▸ Your goal
Please report, as a single number, how many lines in the entries include the string "track".

▸ Entries supplied
Issue #372, opened 2024-03-19
ui.text_field value does not change with use_state


vbabich:
If the value for a text_field is set to a variable from use_state, I would expect the value to change when use_state is triggered, but that currently does not happen.

 

In slack, Mike mentioned “Yea for reference we should be differentiating between default_value and value, currently we are just treating value like default_value I believe.”

 

Ideally the value would work as expected, but only having default_value could be fine. As long as things act as expected!

```
import deephaven.ui as ui
from deephaven.ui import use_state

@ui.component
def my_input():
    text, set_text = use_state("hello")
 
    def handle_stage_submit():
        set_text("goodbye")

    return [ui.flex(
        ui.text_field(value=text, on_change=set_text),
        ui.text(f"You typed {text}"),
        direction="column",
    ), ui.flex(ui.action_button("Submit", on_press=handle_stage_submit))]
 

mi = my_input()
```

PR #498, opened 2024-05-28
fix: ui.text_field value not changing with use_state

AkshatJawne:
Resolves https://github.com/deephaven/deephaven-plugins/issues/372

**Changes Implemented:**
- Added a `useEffect` that updates the local `value` state in the `TextField` whenever the `propValue` changes, which is the value that would be changed using the `use_state`

### DIFF
--- a/plugins/ui/src/js/src/elements/spectrum/TextField.tsx
+++ b/plugins/ui/src/js/src/elements/spectrum/TextField.tsx
@@ -6,6 +6,8 @@ import {
 import Log from '@deephaven/log';
 import { useDebouncedCallback, usePrevious } from '@deephaven/react-hooks';
 
+const log = Log.module('@deephaven/js-plugin-ui/TextField');
+
 const VALUE_CHANGE_DEBOUNCE = 250;
 
 const EMPTY_FUNCTION = () => undefined;
@@ -40,7 +42,7 @@ function TextField(props: TextFieldProps): JSX.Element {
       try {
         await propOnChange(newValue);
       } catch (e) {
-        Log.warn('Error returned from onChange', e);
+        log.warn('Error returned from onChange', e);
       }
       setPending(false);
     },
--- a/plugins/ui/src/js/src/elements/spectrum/TextField.tsx
+++ b/plugins/ui/src/js/src/elements/spectrum/TextField.tsx
@@ -18,16 +18,18 @@ function TextField(props: DHCTextFieldProps): JSX.Element {
   } = props;
 
   const [value, setValue] = useState(propValue ?? defaultValue);
+  const [prevPropValue, setPrevPropValue] = useState(propValue);
+
+  // update state when propValue changes
+  if (propValue !== prevPropValue) {
+    setPrevPropValue(propValue);
+    setValue(propValue ?? defaultValue);
+  }
 
   const debouncedOnChange = useDebouncedCallback(
     propOnChange,
     VALUE_CHANGE_DEBOUNCE
   );
-
-  // update state when propValue changes
-  useEffect(() => {
-    setValue(propValue ?? defaultValue);
-  }, [propValue, defaultValue]);
 
   const onChange = useCallback(
     newValue => {
--- a/plugins/ui/src/js/src/elements/spectrum/TextField.tsx
+++ b/plugins/ui/src/js/src/elements/spectrum/TextField.tsx
@@ -1,4 +1,4 @@
-import React, { useCallback, useEffect, useState } from 'react';
+import React, { useCallback, useState } from 'react';
 import {
   TextField as DHCTextField,
   TextFieldProps as DHCTextFieldProps,
--- a/plugins/ui/src/js/src/elements/spectrum/TextField.tsx
+++ b/plugins/ui/src/js/src/elements/spectrum/TextField.tsx
@@ -1,4 +1,4 @@
-import React, { useCallback, useState } from 'react';
+import React, { useCallback, useEffect, useState } from 'react';
 import {
   TextField as DHCTextField,
   TextFieldProps as DHCTextFieldProps,
@@ -23,6 +23,11 @@ function TextField(props: DHCTextFieldProps): JSX.Element {
     propOnChange,
     VALUE_CHANGE_DEBOUNCE
   );
+
+  // update state when propValue changes
+  useEffect(() => {
+    setValue(propValue ?? defaultValue);
+  }, [propValue, defaultValue]);
 
   const onChange = useCallback(
     newValue => {
--- a/plugins/ui/src/js/src/elements/spectrum/TextField.tsx
+++ b/plugins/ui/src/js/src/elements/spectrum/TextField.tsx
@@ -7,36 +7,49 @@ import { useDebouncedCallback, usePrevious } from '@deephaven/react-hooks';
 
 const VALUE_CHANGE_DEBOUNCE = 250;
 
-const EMPTY_FUNCTION = () => undefined;
+interface TextFieldProps extends DHCTextFieldProps {
+  onChange: (value: string) => Promise<void>;
+}
 
-function TextField(props: DHCTextFieldProps): JSX.Element {
+function TextField(props: TextFieldProps): JSX.Element {
   const {
     defaultValue = '',
     value: propValue,
-    onChange: propOnChange = EMPTY_FUNCTION,
+    onChange: propOnChange,
     ...otherProps
   } = props;
 
   const [value, setValue] = useState(propValue ?? defaultValue);
+  const [pending, setPending] = useState(false);
   const prevPropValue = usePrevious(propValue);
 
   if (
     propValue !== prevPropValue &&
     propValue !== value &&
-    propValue !== undefined
+    propValue !== undefined &&
+    !pending
   ) {
     setValue(propValue);
   }
 
+  const propDebouncedOnChange = useCallback(
+    (newValue: string) => {
+      propOnChange(newValue);
+      setPending(false);
+    },
+    [propOnChange]
+  );
+
   const debouncedOnChange = useDebouncedCallback(
-    propOnChange,
+    propDebouncedOnChange,
     VALUE_CHANGE_DEBOUNCE
   );
 
   const onChange = useCallback(
-    newValue => {
-      setValue(newValue);
+    (newValue: string) => {
       debouncedOnChange(newValue);
+      setPending(true);
+      setValue(newValue);
     },
     [debouncedOnChange]
   );
--- a/plugins/ui/src/js/src/elements/spectrum/TextField.tsx
+++ b/plugins/ui/src/js/src/elements/spectrum/TextField.tsx
@@ -28,6 +28,7 @@ function TextField(props: TextFieldProps): JSX.Element {
   const [pending, setPending] = useState(false);
   const prevPropValue = usePrevious(propValue);
 
+  // Update local value to new propValue if the server sent a new propValue and no user changes have been queued
   if (
     propValue !== prevPropValue &&
     propValue !== value &&
--- a/plugins/ui/src/js/src/elements/spectrum/TextField.tsx
+++ b/plugins/ui/src/js/src/elements/spectrum/TextField.tsx
@@ -3,6 +3,7 @@ import {
   TextField as DHCTextField,
   TextFieldProps as DHCTextFieldProps,
 } from '@deephaven/components';
+import Log from '@deephaven/log';
 import { useDebouncedCallback, usePrevious } from '@deephaven/react-hooks';
 
 const VALUE_CHANGE_DEBOUNCE = 250;
@@ -35,8 +36,12 @@ function TextField(props: TextFieldProps): JSX.Element {
   }
 
   const propDebouncedOnChange = useCallback(
-    (newValue: string) => {
-      propOnChange(newValue);
+    async (newValue: string) => {
+      try {
+        await propOnChange(newValue);
+      } catch (e) {
+        Log.warn('Error returned from onChange', e);
+      }
       setPending(false);
     },
     [propOnChange]
@@ -49,8 +54,8 @@ function TextField(props: TextFieldProps): JSX.Element {
 
   const onChange = useCallback(
     (newValue: string) => {
-      debouncedOnChange(newValue);
       setPending(true);
+      debouncedOnChange(newValue);
       setValue(newValue);
     },
     [debouncedOnChange]
--- a/plugins/ui/src/js/src/elements/spectrum/TextField.tsx
+++ b/plugins/ui/src/js/src/elements/spectrum/TextField.tsx
@@ -7,15 +7,17 @@ import { useDebouncedCallback, usePrevious } from '@deephaven/react-hooks';
 
 const VALUE_CHANGE_DEBOUNCE = 250;
 
+const EMPTY_FUNCTION = () => undefined;
+
 interface TextFieldProps extends DHCTextFieldProps {
-  onChange: (value: string) => Promise<void>;
+  onChange?: (value: string) => Promise<void>;
 }
 
 function TextField(props: TextFieldProps): JSX.Element {
   const {
     defaultValue = '',
     value: propValue,
-    onChange: propOnChange,
+    onChange: propOnChange = EMPTY_FUNCTION,
     ...otherProps
   } = props;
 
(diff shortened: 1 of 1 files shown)


plugins/ui/src/js/src/elements/spectrum/TextField.tsx
```diff
@@ -24,6 +24,11 @@ function TextField(props: DHCTextFieldProps): JSX.Element {
     VALUE_CHANGE_DEBOUNCE
   );
 
+  // update state when propValue changes
+  useEffect(() => {
+    setValue(propValue ?? defaultValue);
+  }, [propValue, defaultValue]);
```
mattrunyon, line 30: https://react.dev/learn/you-might-not-need-an-effect#adjusting-some-state-when-a-prop-changes

This is a case where you might not need an effect. They're commonly misused/overused in React.

Instead you can do something like this

```ts
const [prevPropValue, setPrevPropValue] = useState(propValue);
if (propValue != prevPropValue) {
  setPrevPropValue(propValue);
  setValue(propValue ?? defaultValue);
}
```

The drawback to using an effect here is React does a full render + update the DOM, then runs the effect and does it all again. If you call `setState` conditionally here, React will skip rendering the children and the DOM updates and instead immediately re-render this component.

It's a very minor performance difference here, but it also makes the code a bit more clear.

I'm not sure if you needed the update on `defaultValue` changing or not, but the effect is also setting the state when the default value changes.

mattrunyon (changes requested):

plugins/ui/src/js/src/elements/spectrum/TextField.tsx
mattrunyon: There's another possible issue here which is if the user has typed again, then the server might send back an older iteration of the state and clobber what the user had pending.

We probably need to check if there's a pending debounced change calls here too. Unfortunately we use lodash under the hood and the check for pending was added to a v5 branch that seems to be dead and unreleased. https://github.com/lodash/lodash/issues/5146

You could instead use a ref to track if `onChange` or `debouncedOnChange` has been called and skip the prop update if there's a pending change handler

plugins/ui/src/js/src/elements/spectrum/TextField.tsx
```diff
@@ -18,6 +18,13 @@ function TextField(props: DHCTextFieldProps): JSX.Element {
   } = props;
 
   const [value, setValue] = useState(propValue ?? defaultValue);
+  const [prevPropValue, setPrevPropValue] = useState(propValue);
+
+  // update state when propValue changes
+  if (propValue !== prevPropValue) {
+    setPrevPropValue(propValue);
+    setValue(propValue ?? defaultValue);
+  }
```
mattrunyon, line 27: There's another possible issue here which is if the user has typed again, then the server might send back an older iteration of the state and clobber what the user had pending.

We probably need to check if there's a pending debounced change calls here too. Unfortunately we use lodash under the hood and the check for pending was added to a v5 branch that seems to be dead and unreleased. https://github.com/lodash/lodash/issues/5146

You could instead use a ref to track if onChange or debouncedOnChange has been called and skip the prop update if there's a pending change handler

mattrunyon: Also I think actually it might be better to use a ref to track the prev prop value instead. That way you can do this. Although this is also marginal

```ts
if (propValue !== prevPropValue.current && propValue !== value && !pendingUpdate) {
  setValue(propValue);
}

prevPropValue.current = propValue // Always up to date after the check and doesn't trigger a re-render if the prop matches the current value
```

mattrunyon (changes requested):

plugins/ui/src/js/src/elements/spectrum/TextField.tsx
mattrunyon: You could try creating a component where the `on_change` in Python does something like `sleep(2)` before calling `set_state` to simulate a slow response from the Python trying to control the value. Then type during that sleep and see what happens

plugins/ui/src/js/src/elements/spectrum/TextField.tsx
```diff
@@ -18,6 +18,18 @@ function TextField(props: DHCTextFieldProps): JSX.Element {
   } = props;
 
   const [value, setValue] = useState(propValue ?? defaultValue);
+  const prevPropValue = useRef(propValue);
```
mofojed, line 21: We've got a hook `usePrevious` in `@deephaven/react-hooks` that you can use here instead:
```javascript
const prevPropValue = usePrevious(propValue);
```

If you use that, you shouldn't need the `pendingUpdate` variable either.

plugins/ui/src/js/src/elements/spectrum/TextField.tsx
```diff
@@ -18,6 +18,18 @@ function TextField(props: DHCTextFieldProps): JSX.Element {
...
+  const pendingUpdate = useRef(false);
+
+  if (
+    propValue !== prevPropValue.current &&
+    propValue !== value &&
+    !pendingUpdate.current
+  ) {
+    setValue(propValue ?? defaultValue);
```
mofojed, line 29: Shouldn't need to fallback to `default_value` here.

mofojed (changes requested):
It works, but needs cleanup - use the `usePrevious` hook instead, and don't fallback to `default_value` (shouldn't need to).

I tested with a few different components:
```
# Controlled input with a reset button
@ui.component
def my_input():
    text, set_text = use_state("hello")
 
    def handle_stage_submit():
        set_text("goodbye")

    return [ui.flex(
        ui.text_field(value=text, on_change=set_text),
        ui.text(f"You typed {text}"),
        direction="column",
    ), ui.flex(ui.action_button("Submit", on_press=handle_stage_submit))]
 

mi = my_input()

# Controlled input, just setting the value
@ui.component
def my_input2():
    text, set_text = use_state("hello")

    return [ui.flex(
        ui.text_field(value=text, on_change=set_text),
        ui.text(f"You typed {text}"),
        direction="column",
    )]
 

mi2 = my_input2()

# Uncontrolled input, only setting the default value
@ui.component
def my_input3():
    text, set_text = use_state("hello")

    return [ui.flex(
        ui.text_field(default_value=text, on_change=set_text),
        ui.text(f"You typed {text}"),
        direction="column",
    )]
 

mi3 = my_input3()
```

plugins/ui/src/js/src/elements/spectrum/TextField.tsx
mattrunyon: I checked `usePrevious` and we actually do the change with an effect. So we should probably update that hook as it's likely an unnecessary effect

mattrunyon: Actually nevermind the effect there is fine since it doesn't call `setState`

mofojed (approved):

plugins/ui/src/js/src/elements/spectrum/TextField.tsx
mattrunyon: Not entirely true. You could do something like this. I actually did a test and with the effect if you update your component in render (i.e. conditionally call setState) then the immediate render following will run before the effect runs.

```ts
function usePrevious(val) {
  const ref = useRef();
  const prev = ref.current;
  ref.current = val;
  return prev;
}
```

And here's the example I tested. I don't think the difference matters for us, but calling set state in a render will skip any pending effects.

```ts
function MyComponent() {
  const [state, setState] = useState(0);
  const prevState = usePrevious(state);
  console.log(prevState); // undefined 5 times in a row w/ effect. undefined, 0, 1, 2, 3 when using a ref instead
  if (state < 5) {
    setState(s => s + 1);
  }
  return <></>;
}
```

mofojed (changes requested):
My bad, you do actually need the pending stuff as @mattrunyon called out.

Test with a widget like:
```python
from deephaven import ui
from time import sleep


# Controlled input, just setting the value
@ui.component
def my_slow_input():
    text, set_text = use_state("hello")

    def sleep_set_text(new_text: str):
        sleep(2)
        set_text(new_text)

    return [ui.flex(
        ui.text_field(value=text, on_change=sleep_set_text),
        ui.text(f"You typed {text}"),
        direction="column",
    )]
 

msi = my_slow_input()
```

But you should wait for the result of the call to `onChange` that's passed in to `TextField` before resetting the pending state. So a couple of things around that:
- We want to set pending state to `true` immediately in `onChange` (i.e. not after a debounce)
- We don't want to reset that pending state to `false` until after we await/receive the response from the call to `propOnChange` (which will be after debounce, and after the server has received/responded to the request)
  - We'll need to update the type of `onChange` passed in as a prop to return `Promise<void>` instead of just void (by extending the `DHCTextFieldProps` type)

Then I think we should be good. This case would be much more of an issue in environments were the server is remote and there is some lag, so it's not as exposed if you're running localhost unless you call `sleep` to simulate it as in the example above.

AkshatJawne:
@mofojed @mattrunyon Attempted to implement code based on comments, have the following code, but after testing, it appears to break the functionality. Not sure if I am misunderstanding?

```
...
  const [value, setValue] = useState(propValue ?? defaultValue);
  const [pending, setPending] = useState(false);
  const prevPropValue = usePrevious(propValue);

  if (
    propValue !== prevPropValue &&
    propValue !== value &&
    propValue !== undefined &&
    !pending
  ) {
    setValue(propValue);
  }

  const debouncedOnChange = useDebouncedCallback(async (newValue: string) => {
    await propOnChange(newValue);
  }, VALUE_CHANGE_DEBOUNCE);

  const onChange = useCallback(
    (newValue: string) => {
      setPending(true);
      setValue(newValue);
      debouncedOnChange(newValue);
      setPending(false);
    },
    [debouncedOnChange]
  );
...
```

AkshatJawne:
BTW: I did extend the props as mentioned, just do not have it inlcuded in the pasted snippet. I suspect there is an issue with the setting of the pending state, but I believe it is in alignment with how @mofojed mentioned in his last comment

mattrunyon:
The `debouncedOnChange` is async, so you'd want to set `isPending` to false after the await in that function.

What's happening right now is you set pending, then fire the debounced function, and immediately set pending to false right after.

I think you could also use a ref instead of state here. Not sure if it will make much difference, but it would prevent a re-render after the debounced function returns since the pending state does not affect rendering. The server will push new props if the callback triggers a prop change on the server side

AkshatJawne:
Hmm interesting, I had tried that but it does seem to change the problem. The text in the "You typed" string still does not appear to change. 

I will try using a ref instead of a state though, maybe that might fix the issue.

mattrunyon:
Another edge case that maybe we don't care about unless someone complains about it is you could have a pending `onChange` and a reset button. Clicking the reset button while the change is pending could result in the reset not working

plugins/ui/src/js/src/elements/spectrum/TextField.tsx
```diff
@@ -3,31 +3,53 @@ import {
...
   TextFieldProps as DHCTextFieldProps,
 } from '@deephaven/components';
-import { useDebouncedCallback } from '@deephaven/react-hooks';
+import { useDebouncedCallback, usePrevious } from '@deephaven/react-hooks';
 
 const VALUE_CHANGE_DEBOUNCE = 250;
 
-const EMPTY_FUNCTION = () => undefined;
+interface TextFieldProps extends DHCTextFieldProps {
+  onChange: (value: string) => Promise<void>;
```
mofojed, line 11: This still needs to be marked as optional, as you could omit it
```suggestion
  onChange?: (value: string) => Promise<void>;
```
Right now the following is throwing errors when you change the field, as there's no on_change handler:
```python
x = ui.text_field(value="Hello")
```

You don't _have_ to provide an `on_change` listener, you could have the text_field as part of a form to get input, e.g.

```python
@ui.component
def ui_form_submit():
    def handle_submit(data):
        print(f"Hello {data['name']}, you are {data['age']} years old")

    return ui.form(
        ui.text_field(default_value="Douglas", name="name"),
        ui.number_field(default_value=42, name="age"),
        on_submit=handle_submit,
    )


my_form_submit = ui_form_submit()
```

mofojed (changes requested):

plugins/ui/src/js/src/elements/spectrum/TextField.tsx
```diff
@@ -18,16 +22,36 @@ function TextField(props: DHCTextFieldProps): JSX.Element {
...
+    setValue(propValue);
+  }
+
+  const propDebouncedOnChange = useCallback(
+    (newValue: string) => {
+      propOnChange(newValue);
+      setPending(false);
+    },
+    [propOnChange]
+  );
```
mofojed, line 43: We need to `await` the response from `propOnChange` - otherwise we just call it and we reset pending right away, but we should only reset after the response has been received. Something like
```suggestion
  const propDebouncedOnChange = useCallback(
    async (newValue: string) => {
      try {
        await propOnChange(newValue);
      } catch (e) {
        log.warn('Error returned from onChange', e)
      }
      setPending(false);
    },
    [propOnChange]
  );
```

mofojed (changes requested):

plugins/ui/src/js/src/elements/spectrum/TextField.tsx
```diff
@@ -35,8 +36,12 @@ function TextField(props: TextFieldProps): JSX.Element {
   }
 
   const propDebouncedOnChange = useCallback(
-    (newValue: string) => {
-      propOnChange(newValue);
+    async (newValue: string) => {
+      try {
+        await propOnChange(newValue);
+      } catch (e) {
+        Log.warn('Error returned from onChange', e);
```
mofojed, line 43: Create a logger for this module so it's clear where the log line is from. See how the logger is used in other files such as `WidgetHandler.tsx`.

mofojed (changes requested):

mofojed (approved):

AkshatJawne:
Need @mattrunyon 's approval to merge

plugins/ui/src/js/src/elements/spectrum/TextField.tsx
```diff
@@ -18,30 +25,40 @@ function TextField(props: DHCTextFieldProps): JSX.Element {
...
-    propValue !== prevPropValue.current &&
+    propValue !== prevPropValue &&
     propValue !== value &&
-    !pendingUpdate.current
+    propValue !== undefined &&
+    !pending
   ) {
-    setValue(propValue ?? defaultValue);
+    setValue(propValue);
   }
```
mattrunyon, line 38: I would add a comment to this block saying what this case is since there's 4 conditions here. That way it's easier for someone reading this in the future to quickly understand the purpose of these conditions. It's the case where the server sent a new `propValue` and there has not been any user changes queued to send to the server, so the server value is the latest and we should use it.

plugins/ui/src/js/src/elements/spectrum/TextField.tsx
```diff
@@ -18,30 +25,40 @@ function TextField(props: DHCTextFieldProps): JSX.Element {
...
 
-  prevPropValue.current = propValue; // Always up to date after the check and doesn't trigger a re-render if the prop matches the current value
+  const propDebouncedOnChange = useCallback(
+    async (newValue: string) => {
+      try {
+        await propOnChange(newValue);
+      } catch (e) {
+        log.warn('Error returned from onChange', e);
+      }
```
mattrunyon, line 46: Do we have any examples that can trigger this? I'm not sure if we want to swallow this or show it to the user (or if the existing error handling would show it to the user)

mattrunyon (changes requested):

plugins/ui/src/js/src/elements/spectrum/TextField.tsx
mofojed: Should be able to test with something like:
```python
from deephaven import ui

def raise_error(v):
    raise ValueError("Boom")

tf = ui.text_field(on_change=raise_error)
```
Previously it would log an error in the python console, and an uncaught exception in the browser console. Now it's a warning in the browser console. It still logs in the python console as an error (which I think is correct).

We _could_ potentially report an error on the TextField itself, by setting `errorMessage` and `validationState`, but that's out of scope for this ticket and also doesn't necessarily make sense. Either way would log that as a separate ticket.

mattrunyon: Ok that's fair. I'm not sure if the component should blow up like if the error was raised outside of the change handler. Right now if this component were in a dashboard there would be no indication to the user (without log monitoring) that something went wrong.

mattrunyon (approved):
If we need this in other inputs, I would recommend creating a helper function or hook to handle this case (in a separate PR if adding to other input types). That way the logic is not duplicated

▸ Result of this exercise
3